Karena itu, Rhandy Berek berharap dukungan dari PPNI untuk ikut mengedukasi para remaja di desanya agar memahami bahaya dari seks bebas. Selain itu, ia juga berharapan PPNI bisa melakukan advokasi kepada pemerintah sehingga bisa memberdayakan perawat untuk bekerja di desa.

Sebagai perawat, Rhandy Berek juga ikut prihatin dengan masalah yang masih menyelimuti profesi perawat. Karena itu menyarankan kepada pemerintah dan PPNI untuk memberi keleluasaan perawat dalam melayani masyarakat.

Selain itu, Rhandy Berek juga menyoroti cara pelayanan perawat atau tenaga kesehatan secara umum yang dianggap lebih fokus ke urusan administrasi. Menurutnya, selama ini pelayanan pasien gawat darurat selama ini agak lama pada urusan administrasi.

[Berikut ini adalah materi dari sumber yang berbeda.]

PR #11968, opened 2026-03-20
Remove scroll offset parameter of `CScrollRegion::Begin` function

Robyt3:
The scroll offset was always passed as a separate parameter to the `CScrollRegion::Begin` function and then added to same the rect that was also passed to the `Begin` function. The `CScrollRegion` usage is simplified by offsetting the passed rect in the `Begin` function directly.

For #11776.

## Checklist


Learath2 (approved):
Makes sense, I can see no reason ever to apply the offset to some other thing. If you somehow do you can always recover the offset for your weird use.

Ia juga berharap agar perawat bisa menjadi contoh atau role model bagi masyarakat dalam menjalankan PHBIS, menghindari PMS, mengatasi stunting, dan menerapkan ilmu komunikasi keperawatan yang tampak melalui senyuman yang tulus saat memberi pelayanan.

Kiat Menjadi Kepala Desa

Sebagai Ketua Divisi Pemberdayaan Politik  DPW PPNI NTT, Rusni Tage merasa tertarik untuk mengetahui strategi yang dipakai Rhandy Berek untuk memenangkan pilkades. Menurut Rusni Tage, pengalaman tersebut bisa menjadi inspirasi bagi perawat lain atau dijadikan pembelajaran politik bagi PPNI.

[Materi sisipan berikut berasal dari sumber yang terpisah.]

PR #11971, opened 2026-03-21
Reduce server demo size

### LINKED ISSUE #11144: Server records duplicated messages to server demos when sending messages to all clients

ProfSapphire:
Reduce server demo size by skipping unnecessary traffic and deduping repeated messages.

Server demos were larger than necessary because global messages were recorded during per-client fan-out, and system/setup packets that are not used in demo playback were also stored. This change records global game messages once at the SendPackMsg layer instead of once per client, while excluding system messages from manual/auto server demos. The result is smaller server demos.

Closes #11144 
## Checklist

### DIFF
--- a/src/engine/server.h
+++ b/src/engine/server.h
@@ -86,7 +86,17 @@ public:
 	template<class T, typename std::enable_if<!protocol7::is_sixup<T>::value, int>::type = 0>
 	int SendPackMsg(const T *pMsg, int Flags, int ClientId)
 	{
+		if(ClientId == SERVER_DEMO_CLIENT)
+			return RecordServerDemoMsg(pMsg, Flags);
+
 		int Result = 0;
+		if(ClientId == -1)
+		{
+			Result = RecordServerDemoMsg(pMsg, Flags);
+			if(Result < 0)
+				return Result;
+		}
+
 		if(ClientId == -1)
 		{
 			for(int i = 0; i < MaxClients(); i++)
@@ -103,6 +113,10 @@ public:
 	template<class T, typename std::enable_if<protocol7::is_sixup<T>::value, int>::type = 1>
 	int SendPackMsg(const T *pMsg, int Flags, int ClientId)
 	{
+		// Sixup messages are never recorded to server demos (0.6 format only).
+		if(ClientId == SERVER_DEMO_CLIENT)
+			return 0;
+
 		int Result = 0;
 		if(ClientId == -1)
 		{
@@ -114,6 +128,18 @@ public:
 			Result = SendPackMsgOne(pMsg, Flags, ClientId);
 
 		return Result;
+	}
+
+	template<class T>
+	int RecordServerDemoMsg(const T *pMsg, int Flags)
+	{
+		if(Flags & MSGFLAG_NORECORD)
+			return 0;
+
+		CMsgPacker Packer(T::ms_MsgId, false, protocol7::is_sixup<T>::value);
+		if(pMsg->Pack(&Packer))
+			return -1;
+		return RecordServerDemo(&Packer);
 	}
 
 	template<class T>
@@ -191,6 +217,8 @@ public:
 			return -1;
 		return SendMsg(&Packer, Flags, ClientId);
 	}
+
+	virtual int RecordServerDemo(CMsgPacker *pMsg) = 0;
 
 	bool Translate(int &Target, int Client)
 	{
--- a/src/engine/server/server.cpp
+++ b/src/engine/server/server.cpp
@@ -902,6 +902,24 @@ static inline bool RepackMsg(const CMsgPacker *pMsg, CPacker &Packer, bool Sixup
 	return true;
 }
 
+int CServer::RecordServerDemo(CMsgPacker *pMsg)
+{
+	if(pMsg->m_System)
+		return 0;
+	if(!m_aDemoRecorder[RECORDER_MANUAL].IsRecording() && !m_aDemoRecorder[RECORDER_AUTO].IsRecording())
+		return 0;
+
+	CPacker Pack;
+	if(!RepackMsg(pMsg, Pack, false))
+		return -1;
+
+	if(m_aDemoRecorder[RECORDER_MANUAL].IsRecording())
+		m_aDemoRecorder[RECORDER_MANUAL].RecordMessage(Pack.Data(), Pack.Size());
+	if(m_aDemoRecorder[RECORDER_AUTO].IsRecording())
+		m_aDemoRecorder[RECORDER_AUTO].RecordMessage(Pack.Data(), Pack.Size());
+	return 0;
+}
+
 int CServer::SendMsg(CMsgPacker *pMsg, int Flags, int ClientId)
 {
 	CNetChunk Packet;
@@ -910,6 +928,13 @@ int CServer::SendMsg(CMsgPacker *pMsg, int Flags, int ClientId)
 		Packet.m_Flags |= NETSENDFLAG_VITAL;
 	if(Flags & MSGFLAG_FLUSH)
 		Packet.m_Flags |= NETSENDFLAG_FLUSH;
+
+	if(ClientId == SERVER_DEMO_CLIENT)
+	{
+		if(Flags & MSGFLAG_NORECORD)
+			return 0;
+		return RecordServerDemo(pMsg);
+	}
 
 	if(ClientId < 0)
 	{
@@ -922,9 +947,18 @@ int CServer::SendMsg(CMsgPacker *pMsg, int Flags, int ClientId)
 		// write message to demo recorders
 		if(!(Flags & MSGFLAG_NORECORD))
 		{
-			for(auto &Recorder : m_aDemoRecorder)
-				if(Recorder.IsRecording())
-					Recorder.RecordMessage(Pack6.Data(), Pack6.Size());
+			for(int i = 0; i < MAX_CLIENTS; ++i)
+			{
+				if(m_aDemoRecorder[i].IsRecording())
+					m_aDemoRecorder[i].RecordMessage(Pack6.Data(), Pack6.Size());
+			}
+			if(!pMsg->m_System)
+			{
+				if(m_aDemoRecorder[RECORDER_MANUAL].IsRecording())
+					m_aDemoRecorder[RECORDER_MANUAL].RecordMessage(Pack6.Data(), Pack6.Size());
+				if(m_aDemoRecorder[RECORDER_AUTO].IsRecording())
+					m_aDemoRecorder[RECORDER_AUTO].RecordMessage(Pack6.Data(), Pack6.Size());
+			}
 		}
 
 		if(!(Flags & MSGFLAG_NOSEND))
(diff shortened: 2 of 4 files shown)


src/engine/server/server.cpp
```diff
@@ -966,10 +1012,28 @@ int CServer::SendMsg(CMsgPacker *pMsg, int Flags, int ClientId)
...
+			{
+				const int CurTick = Tick();
+				if(m_DemoDedupRecordTick != CurTick)
+				{
+					m_DemoDedupRecordTick = CurTick;
+					m_DemoDedupRecordHashes.clear();
+				}
+
+				const uint64_t Hash = Fnv1a64(Pack.Data(), Pack.Size());
+				RecordServerDemo = m_DemoDedupRecordHashes.insert(Hash).second;
```
Robyt3: Why do we need this hashing? Those message should not be sent multiple times per tick anyway.

This doesn't address the issue at the roots, which are these functions:

https://github.com/ddnet/ddnet/blob/4e59b526969f90483c71de5b75f5b7900834adf9/src/engine/server.h#L86-L119

These functions call the chain of `SendPackMsgTranslate` --> `SendPackMsgOne` --> `SendMsg` functions for each client, but the messages are being recorded to demos in each call to `SendMsg`.

Messages should only be recorded to demos once in the `SendPackMsg` functions instead of trying to fix this in the primitive `SendMsg` function.

src/engine/server/server.cpp
```diff
@@ -902,6 +902,43 @@ static inline bool RepackMsg(const CMsgPacker *pMsg, CPacker &Packer, bool Sixup
...
+	case NETMSGTYPE_SV_READYTOENTER:
+	case NETMSGTYPE_SV_VOTESET:
+	case NETMSGTYPE_SV_VOTESTATUS:
+	case NETMSGTYPE_SV_VOTEOPTIONLISTADD:
+	case NETMSGTYPE_SV_VOTECLEAROPTIONS:
+	case NETMSGTYPE_SV_VOTEOPTIONGROUPSTART:
+	case NETMSGTYPE_SV_VOTEOPTIONGROUPEND:
+	case NETMSGTYPE_SV_VOTEOPTIONADD:
+	case NETMSGTYPE_SV_VOTEOPTIONREMOVE:
+	case NETMSGTYPE_SV_YOURVOTE:
```
Robyt3: We shouldn't be recording those messages to demos at all. The client ignores `SV_READYTOENTER` and all voting messages during demo playback. Votes and vote options cannot be seen during demo playback.

Robyt3 (changes requested):

src/engine/server/server.cpp
```diff
@@ -902,6 +902,24 @@ static inline bool RepackMsg(const CMsgPacker *pMsg, CPacker &Packer, bool Sixup
 	return true;
 }
 
+int CServer::RecordServerDemo(CMsgPacker *pMsg)
+{
+	if(pMsg->m_System)
+		return 0;
```
heinrich5991, line 908: I think this `m_System` check should go away, and instead, the messages should be annotated.

src/engine/server/server.cpp
```diff
@@ -922,9 +940,18 @@ int CServer::SendMsg(CMsgPacker *pMsg, int Flags, int ClientId)
...
 		{
-			for(auto &Recorder : m_aDemoRecorder)
-				if(Recorder.IsRecording())
-					Recorder.RecordMessage(Pack6.Data(), Pack6.Size());
+			for(int i = 0; i < MAX_CLIENTS; ++i)
+			{
+				if(m_aDemoRecorder[i].IsRecording())
+					m_aDemoRecorder[i].RecordMessage(Pack6.Data(), Pack6.Size());
+			}
+			if(!(Flags & MSGFLAG_NOSERVERRECORD) && !pMsg->m_System)
```
heinrich5991: Same here.

heinrich5991 (commented):
Instead of globally deciding which messages to record/which not to record, I think we should annotate the call sites, like is done for the `MSGFLAG_NORECORD`/`MSGFLAG_NOSEND` flags.

Perhaps you could continue writing messages that are sent to all (0.6) clients to the server demo, and also add `MSGFLAG_GLOBALDEMO` or so for messages (if we need it at all) that a sent to single clients that we still want to return.

heinrich5991:
Hmm. It seems system messages are excluded generally on the client side. I'm sorry for asking the opposite of you just before, but I guess it might be better to actually exclude them on the server side, too.

As for the vote messages, don't change anything in this PR yet, let me first discuss (with you, or @Robyt3): I'd record the global messages the same way as for the client. The client doesn't drop messages about how it voted, or what is the current vote, so I'd err toward including everything not deemed a size issue. What do you think?

ProfSapphire:
> Hmm. It seems system messages are excluded generally on the client side. I'm sorry for asking the opposite of you just before, but I guess it might be better to actually exclude them on the server side, too.
> 
> As for the vote messages, don't change anything in this PR yet, let me first discuss (with you, or @Robyt3): I'd record the global messages the same way as for the client. The client doesn't drop messages about how it voted, or what is the current vote, so I'd err toward including everything not deemed a size issue. What do you think?

So you'd be fine with excluding system messages globally, so should I revert to that what I had prior (later)?

And as for Vote Messages as far as I know we are currently just recording them while not actually using them in the demo playback. So as long as we don't want to add this to demos generally or are using this somewhere else that isn't in the client playback. I don't see why we should include these right now?

heinrich5991:
> So you'd be fine with excluding system messages globally, so should I revert to that what I had prior (later)?

Yes. Sorry for that.

> And as for Vote Messages as far as I know we are currently just recording them while not actually using them in the demo playback. So as long as we don't want to add this to demos generally or are using this somewhere else that isn't in the client playback. I don't see why we should include these right now?

I think it makes for simpler code if we simply record all game messages, which is also what the client currently does. At least if this doesn't cause excessive demo size.

Robyt3:
> I think it makes for simpler code if we simply record all game messages, which is also what the client currently does. At least if this doesn't cause excessive demo size.

I agree it would be simpler. If the argument is excessive demo size, then we should evaluate this change separately with respect to demo size. But that can be solved separately after this PR.

Also add a closing keyword like "Closes #11144." to your PR description to link the issue to be closed.

ProfSapphire:
> Yes. Sorry for that.

No worries, I'll do that.

> I think it makes for simpler code if we simply record all game messages, which is also what the client currently does. At least if this doesn't cause excessive demo size.

Then let's just keep that for now. I guess we can just do a follow-up PR/new PR, if this is for some reason an issue in the future.

ProfSapphire:
> Also add a closing keyword like "Closes #11144." to your PR description to link the issue to be closed.

First time I've seen the Issue lmao, would've made my life easier if I had seen it before.

src/engine/shared/protocol.h
```diff
@@ -121,6 +121,10 @@ enum
 	 * Don't send the message to client/server. Useful combined with @link MSGFLAG_RECORD @endlink to record a message without sending it.
 	 */
 	MSGFLAG_NOSEND = 1 << 4,
+	/**
+	 * Don't write message to manual/auto server demos. Per-client demos are still recorded.
+	 */
+	MSGFLAG_NOSERVERRECORD = 1 << 5,
```
heinrich5991: This flag is currently essentially unused and can be removed.

src/engine/server.h
```diff
@@ -83,41 +83,64 @@ class IServer : public IInterface
 	virtual int GetClientVersion(int ClientId) const = 0;
 	virtual int SendMsg(CMsgPacker *pMsg, int Flags, int ClientId) = 0;
 
-	template<class T>
-		requires(!protocol7::is_sixup<T>::value)
+	template<class T, typename std::enable_if<!protocol7::is_sixup<T>::value, int>::type = 0>
 	int SendPackMsg(const T *pMsg, int Flags, int ClientId)
 	{
+		if(ClientId == SERVER_DEMO_CLIENT && (Flags & MSGFLAG_NOSEND))
+			return RecordServerDemoMsg(pMsg, Flags);
```
heinrich5991:
```suggestion
		if(ClientId == SERVER_DEMO_CLIENT)
			return RecordServerDemoMsg(pMsg, Flags);
```
What's the logic behind `Flags & MSGFLAG_NOSEND`?

In my understanding, all messages going to `SERVER_DEMO_CLIENT` should be recorded, not just the ones that are not sent.

src/engine/server/server.cpp
```diff
@@ -534,7 +534,7 @@ void CServer::ReconnectClient(int ClientId)
 	log_info("server", "telling client to reconnect, cid=%d", ClientId);
 
 	CMsgPacker Msg(NETMSG_RECONNECT, true);
-	SendMsg(&Msg, MSGFLAG_VITAL | MSGFLAG_FLUSH, ClientId);
+	SendMsg(&Msg, MSGFLAG_VITAL | MSGFLAG_FLUSH | MSGFLAG_NORECORD, ClientId);
```
heinrich5991: All these are no longer necessary since we reverted to not including system messages.

heinrich5991 (commented):
Not a complete review, just sending comments I had pending.

ProfSapphire:
> Not a complete review, just sending comments I had pending.

Thank you. It should be good now, still struggling a bit with CachyOS and the Software so I might have missed something. ^^

src/engine/server/server.cpp
```diff
@@ -911,6 +929,13 @@ int CServer::SendMsg(CMsgPacker *pMsg, int Flags, int ClientId)
...
 		Packet.m_Flags |= NETSENDFLAG_FLUSH;
 
+	if(ClientId == SERVER_DEMO_CLIENT)
+	{
+		if(Flags & MSGFLAG_NORECORD)
+			return 0;
+		return RecordServerDemo(pMsg);
+	}
+
 	if(ClientId < 0)
```
Robyt3, line 939: This doesn't look correct. `SERVER_DEMO_CLIENT` is `-1`, and `-1` is the only negative value passed to this function that would be covered by the `if(ClientId < 0)`.

src/game/server/gamecontext.cpp
```diff
@@ -790,7 +790,7 @@ void CGameContext::SendServerAlert(const char *pMessage)
 	//       otherwise the message is recorded multiple times.
 	CNetMsg_Sv_ServerAlert Msg;
 	Msg.m_pMessage = pMessage;
-	Server()->SendPackMsg(&Msg, MSGFLAG_NOSEND, 0);
+	Server()->SendPackMsg(&Msg, MSGFLAG_NOSEND, SERVER_DEMO_CLIENT);
```
Robyt3, line 793: Also remove the TODO above.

Rhandy Berek mengaku tidak memiliki strategi khusus. “Kita mengalir saja,” katanya.

Tapi, Rhandy Berek tidak bisa memungkiri peran ilmu keperawatan yang pernah dipelajarinya berpengaruh pada cara berpikir dan bertindak. Ia mengaku tidak bisa mengandalkan uang untuk menang pilkades, karena sebagai perawat yang baru lulus ia tidak memiliki modal yang cukup.

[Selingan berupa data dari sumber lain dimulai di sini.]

PR #11973, opened 2026-03-21
Fix undefined behavior in CGameTeams::Tick with team bitmask

### LINKED ISSUE #11933: Undefined behavior in `CGameTeams::Tick` with 128 players
Found with cppcheck:

```
src\game\server\teams.cpp:280:31: error: Shifting 64-bit value by 127 bits is undefined behaviour [shiftTooManyBits]
  if(((TeamHasWantedStartTime >> i) & 1) == 0)
                              ^
src\game\server\teams.cpp:278:19: note: Assuming that condition 'i<MAX_CLIENTS' is not redundant
                  ^
src\game\server\teams.cpp:280:31: note: Shift
  if(((TeamHasWantedStartTime >> i) & 1) == 0)
                              ^
```

https://github.com/ddnet/ddnet/blob/6bfd61eac080cffe7b8cf228b6cfb04f8087ea30/src/game/server/teams.cpp#L259-L287

`uint64_t TeamHasWantedStartTime = 0` can only store 64 bits so it only works for 64 teams.

We set bits with `TeamHasWantedStartTime |= ((uint64_t)1) << m_Core.Team(i);` based on the team of players, which would be wrong for `TEAM_SUPER`.

We then check bits with `if(((TeamHasWantedStartTime >> i) & 1) == 0)` in a `for(int i = 0; i < MAX_CLIENTS; i++)` loop, but in this loop the `i` is apparently the `Team` and not the client ID, so this loop should not count up to `MAX_CLIENTS`.

edg-l:
Fixes #11933

## Checklist

### DIFF
--- a/src/game/server/teams.cpp
+++ b/src/game/server/teams.cpp
@@ -261,13 +261,17 @@ void CGameTeams::Tick()
 	{
 		CCharacter *pChar = GameServer()->m_apPlayers[i] ? GameServer()->m_apPlayers[i]->GetCharacter() : nullptr;
 		int Team = m_Core.Team(i);
-		if(!pChar || m_aTeamState[Team] != ETeamState::STARTED || m_aTeamFlock[Team] || m_aTeeStarted[i] || m_aPractice[m_Core.Team(i)])
+		if(!pChar || m_aTeamState[Team] != ETeamState::STARTED || m_aTeamFlock[Team] || m_aTeeStarted[i] || m_aPractice[Team])
+		{
+			continue;
+		}
+		if(Team == TEAM_SUPER)
 		{
 			continue;
 		}
 		if((Now - pChar->m_StartTime) % Frequency == Remainder)
 		{
-			TeamHasWantedStartTime |= ((uint64_t)1) << m_Core.Team(i);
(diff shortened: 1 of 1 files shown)


src/game/server/teams.cpp
```diff
@@ -261,21 +261,25 @@ void CGameTeams::Tick()
 	{
 		CCharacter *pChar = GameServer()->m_apPlayers[i] ? GameServer()->m_apPlayers[i]->GetCharacter() : nullptr;
 		int Team = m_Core.Team(i);
-		if(!pChar || m_aTeamState[Team] != ETeamState::STARTED || m_aTeamFlock[Team] || m_aTeeStarted[i] || m_aPractice[m_Core.Team(i)])
+		if(!pChar || m_aTeamState[Team] != ETeamState::STARTED || m_aTeamFlock[Team] || m_aTeeStarted[i] || m_aPractice[Team])
+		{
+			continue;
+		}
+		if(Team == TEAM_SUPER)
```
KebsCS, line 268: If you can, prefer not using `TEAM_SUPER` 
https://github.com/ddnet/ddnet/pull/11959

Karena itu, ia mengandalkan hubungan keluarga dan pertemananan di organisasi OMK (Orang Muda Katolik). Hubungan itu diperkuat dengan ilmu komunikasi keperawatan, yaitu selalu melakukan tegur-sapa dengan semua komponen tersebut. Pada akhirnya, Rhandy Berek mengaku tidak pernah mencalonkan diri, tapi ia dipinang oleh orang-orang tua atau masyarakat setempat.

Kabar baiknya, lanjut Rhandy Berek, saat ini pemilih rasional yang tidak mementingkan uang semakin banyak jumlahnya. Ia mengaku hanya perlu melakukan pendekatan dan memiliki niat untuk melayani sesama dengan baik. Pada akhirnya Tuhan merestui niat baiknya.

“Ijazah itu pertanda sudah sekolah, bukan jaminan untuk sukses. Untuk teman-teman perawat, jangan takut masuk ke politik, karena ilmu keperawatan sangat sempurna untuk memberi pelayanan di akar rumput,” tutup Rhandy Berek.